__Material provided__
════════════════
PR #1189, opened 2016-08-16
Reduce simulation time from 1s to 0.25s for testCMCEMGDrivenArm

klshrinidhi:
Addressing #1140.

Similar to PR #1184.

---
This change is [Reviewable](https://reviewable.io/reviews/opensim-org/opensim-core/1189)

PR #1191, opened 2016-08-16
Reduce simulation time from 1s to 0.25s for testCMCGait10dof18musc

klshrinidhi:
Addressing issue #1140.

Similar to #1184 & #1189.

### DIFF
--- a/Applications/CMC/test/testCMCGait10dof18musc.cpp
+++ b/Applications/CMC/test/testCMCGait10dof18musc.cpp
@@ -66,10 +66,63 @@ void testGait10dof18musc() {
     Storage *standard = new Storage();
     cmc.getModel().formStateStorage(temp, *standard);
 
-    Array<double> rms_tols(0.02, 2*10+2*18); // activations within 2%
-    for(int i=0; i<20; ++i){
-        rms_tols[i] = 0.01;  // angles and speeds within .6 degrees .6 degs/s 
-    }
+    Array<double> rms_tols(0, 2*10+2*18);
+    rms_tols[0]  = 0.00004;  // ground_pelvis/pelvis_tilt/value
+    rms_tols[1]  = 0.001;    // ground_pelvis/pelvis_tilt/speed
+    rms_tols[2]  = 0.000002; // ground_pelvis/pelvis_tx/value
+    rms_tols[3]  = 0.00002;  // ground_pelvis/pelvis_tx/speed
+    rms_tols[4]  = 0.000004; // ground_pelvis/pelvis_ty/value
+    rms_tols[5]  = 0.0001;   // ground_pelvis/pelvis_ty/speed
+    rms_tols[6]  = 0.00006;  // hip_r/hip_flexion_r/value
+    rms_tols[7]  = 0.002;    // hip_r/hip_flexion_r/speed
+    rms_tols[8]  = 0.00006;  // hip_l/hip_flexion_l/value
+    rms_tols[9]  = 0.002;    // hip_l/hip_flexion_l/speed
+    rms_tols[10] = 0.00004;  // back/lumbar_extension/value
+    rms_tols[11] = 0.001;    // back/lumbar_extension/speed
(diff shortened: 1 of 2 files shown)


Applications/CMC/test/testCMCGait10dof18musc.cpp
```diff
@@ -66,10 +66,63 @@ void testGait10dof18musc() {
     Storage *standard = new Storage();
     cmc.getModel().formStateStorage(temp, *standard);
 
-    Array<double> rms_tols(0.02, 2*10+2*18); // activations within 2%
-    for(int i=0; i<20; ++i){
-        rms_tols[i] = 0.01;  // angles and speeds within .6 degrees .6 degs/s 
-    }
```
aseth1: You can restore the previous tolerances and then halving them based on type (angle, speed, activation, ...) . There is no rationale for changing each one individually.

Applications/CMC/test/testCMCGait10dof18musc.cpp
```diff
@@ -66,63 +66,9 @@ void testGait10dof18musc() {
...
-    rms_tols[47] = 0.00001;  // rect_fem_l/fiber_length
-    rms_tols[48] = 0.0004;   // vasti_l/activation
-    rms_tols[49] = 0.00001;  // vasti_l/fiber_length
-    rms_tols[50] = 0.002;    // gastroc_l/activation
-    rms_tols[51] = 0.00001;  // gastroc_l/fiber_length
-    rms_tols[52] = 0.002;    // soleus_l/activation
-    rms_tols[53] = 0.00003;  // soleus_l/fiber_length
-    rms_tols[54] = 0.004;    // tib_ant_l/activation
-    rms_tols[55] = 0.00004;  // tib_ant_l/fiber_length
+    Array<double> rms_tols(0.035, 2*10+2*18); // Activations within 2%.
```
aseth1: According to your previous tolerances it was not necessary to loosen the tolerances to 0.035 from 0.02. I am in favor of tightening the tolerances just not tightening them individually (as before). A tolerance of 1% on activation and 0.01 rad and 0.01 rad/s  for speeds is doable here (all set to 0.01). Then the following lines are not necessary either.

klshrinidhi: The tests were not passing with previous tolerance (0.02). You can see it in CI builds. I relaxed the tolerance accordingly and ended up this number after several attempts.

aseth1: Thanks for letting me know and sorry that you ran into this problem. I was expecting it to be a quick fix. I am trying to figure out why 0.02 was successful for the longer duration (previous long test) and shortening the duration requires larger tolerances? I am quite certain it is not due to these changes. I also made some other changes to the test in #1205 so let me investigate and hold off on merging this PR for the moment.

chrisdembia: It may be the case that `Storage::compareColumnRMS()` should be numerically integrating the RMS. That is, something like`trapz(time, diff * diff) / (endTime - startTime)` I see that it is *somewhat* doing this "integration" by dividing by the `endIndex - startIndex`, but this does not account for non-uniform time steps.

tkuchida: The RMS error will increase if there happened to be low error in the parts of the simulation that were removed. Also, IIRC, the feedback loops in CMC are such that the reference signal can drift; changing the start time may have lasting downstream effects. :ocean:

jenhicks:
@aseth1 Check on why tolerances had to be relaxed.

aseth1:
@klshrinidhi there have been changes made to the Tools and to make this test more complete from other PRs. Can you update this branch and we can look at the tolerances again. Thanks!

jenhicks:
If you update and the tolerances still aren't sufficient, we will table this PR for now.

aseth1:
This PR was outdated by #1529 and #1627 and is being closed.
════════════════
Set every line of the data down again, word for word.

PR #1189, opened 2016-08-16
Reduce simulation time from 1s to 0.25s for testCMCEMGDrivenArm

klshrinidhi:
Addressing #1140.

Similar to PR #1184.

---
This change is [Reviewable](https://reviewable.io/reviews/opensim-org/opensim-core/1189)

PR #1191, opened 2016-08-16
Reduce simulation time from 1s to 0.25s for testCMCGait10dof18musc

klshrinidhi:
Addressing issue #1140.

Similar to #1184 & #1189.

### DIFF
--- a/Applications/CMC/test/testCMCGait10dof18musc.cpp
+++ b/Applications/CMC/test/testCMCGait10dof18musc.cpp
@@ -66,10 +66,63 @@ void testGait10dof18musc() {
     Storage *standard = new Storage();
     cmc.getModel().formStateStorage(temp, *standard);
 
-    Array<double> rms_tols(0.02, 2*10+2*18); // activations within 2%
-    for(int i=0; i<20; ++i){
-        rms_tols[i] = 0.01;  // angles and speeds within .6 degrees .6 degs/s 
-    }
+    Array<double> rms_tols(0, 2*10+2*18);
+    rms_tols[0]  = 0.00004;  // ground_pelvis/pelvis_tilt/value
+    rms_tols[1]  = 0.001;    // ground_pelvis/pelvis_tilt/speed
+    rms_tols[2]  = 0.000002; // ground_pelvis/pelvis_tx/value
+    rms_tols[3]  = 0.00002;  // ground_pelvis/pelvis_tx/speed
+    rms_tols[4]  = 0.000004; // ground_pelvis/pelvis_ty/value
+    rms_tols[5]  = 0.0001;   // ground_pelvis/pelvis_ty/speed
+    rms_tols[6]  = 0.00006;  // hip_r/hip_flexion_r/value
+    rms_tols[7]  = 0.002;    // hip_r/hip_flexion_r/speed
+    rms_tols[8]  = 0.00006;  // hip_l/hip_flexion_l/value
+    rms_tols[9]  = 0.002;    // hip_l/hip_flexion_l/speed
+    rms_tols[10] = 0.00004;  // back/lumbar_extension/value
+    rms_tols[11] = 0.001;    // back/lumbar_extension/speed
(diff shortened: 1 of 2 files shown)


Applications/CMC/test/testCMCGait10dof18musc.cpp
```diff
@@ -66,10 +66,63 @@ void testGait10dof18musc() {
     Storage *standard = new Storage();
     cmc.getModel().formStateStorage(temp, *standard);
 
-    Array<double> rms_tols(0.02, 2*10+2*18); // activations within 2%
-    for(int i=0; i<20; ++i){
-        rms_tols[i] = 0.01;  // angles and speeds within .6 degrees .6 degs/s 
-    }
```
aseth1: You can restore the previous tolerances and then halving them based on type (angle, speed, activation, ...) . There is no rationale for changing each one individually.

Applications/CMC/test/testCMCGait10dof18musc.cpp
```diff
@@ -66,63 +66,9 @@ void testGait10dof18musc() {
...
-    rms_tols[47] = 0.00001;  // rect_fem_l/fiber_length
-    rms_tols[48] = 0.0004;   // vasti_l/activation
-    rms_tols[49] = 0.00001;  // vasti_l/fiber_length
-    rms_tols[50] = 0.002;    // gastroc_l/activation
-    rms_tols[51] = 0.00001;  // gastroc_l/fiber_length
-    rms_tols[52] = 0.002;    // soleus_l/activation
-    rms_tols[53] = 0.00003;  // soleus_l/fiber_length
-    rms_tols[54] = 0.004;    // tib_ant_l/activation
-    rms_tols[55] = 0.00004;  // tib_ant_l/fiber_length
+    Array<double> rms_tols(0.035, 2*10+2*18); // Activations within 2%.
```
aseth1: According to your previous tolerances it was not necessary to loosen the tolerances to 0.035 from 0.02. I am in favor of tightening the tolerances just not tightening them individually (as before). A tolerance of 1% on activation and 0.01 rad and 0.01 rad/s  for speeds is doable here (all set to 0.01). Then the following lines are not necessary either.

klshrinidhi: The tests were not passing with previous tolerance (0.02). You can see it in CI builds. I relaxed the tolerance accordingly and ended up this number after several attempts.

aseth1: Thanks for letting me know and sorry that you ran into this problem. I was expecting it to be a quick fix. I am trying to figure out why 0.02 was successful for the longer duration (previous long test) and shortening the duration requires larger tolerances? I am quite certain it is not due to these changes. I also made some other changes to the test in #1205 so let me investigate and hold off on merging this PR for the moment.

chrisdembia: It may be the case that `Storage::compareColumnRMS()` should be numerically integrating the RMS. That is, something like`trapz(time, diff * diff) / (endTime - startTime)` I see that it is *somewhat* doing this "integration" by dividing by the `endIndex - startIndex`, but this does not account for non-uniform time steps.

tkuchida: The RMS error will increase if there happened to be low error in the parts of the simulation that were removed. Also, IIRC, the feedback loops in CMC are such that the reference signal can drift; changing the start time may have lasting downstream effects. :ocean:

jenhicks:
@aseth1 Check on why tolerances had to be relaxed.

aseth1:
@klshrinidhi there have been changes made to the Tools and to make this test more complete from other PRs. Can you update this branch and we can look at the tolerances again. Thanks!

jenhicks:
If you update and the tolerances still aren't sufficient, we will table this PR for now.

aseth1:
This PR was outdated by #1529 and #1627 and is being closed.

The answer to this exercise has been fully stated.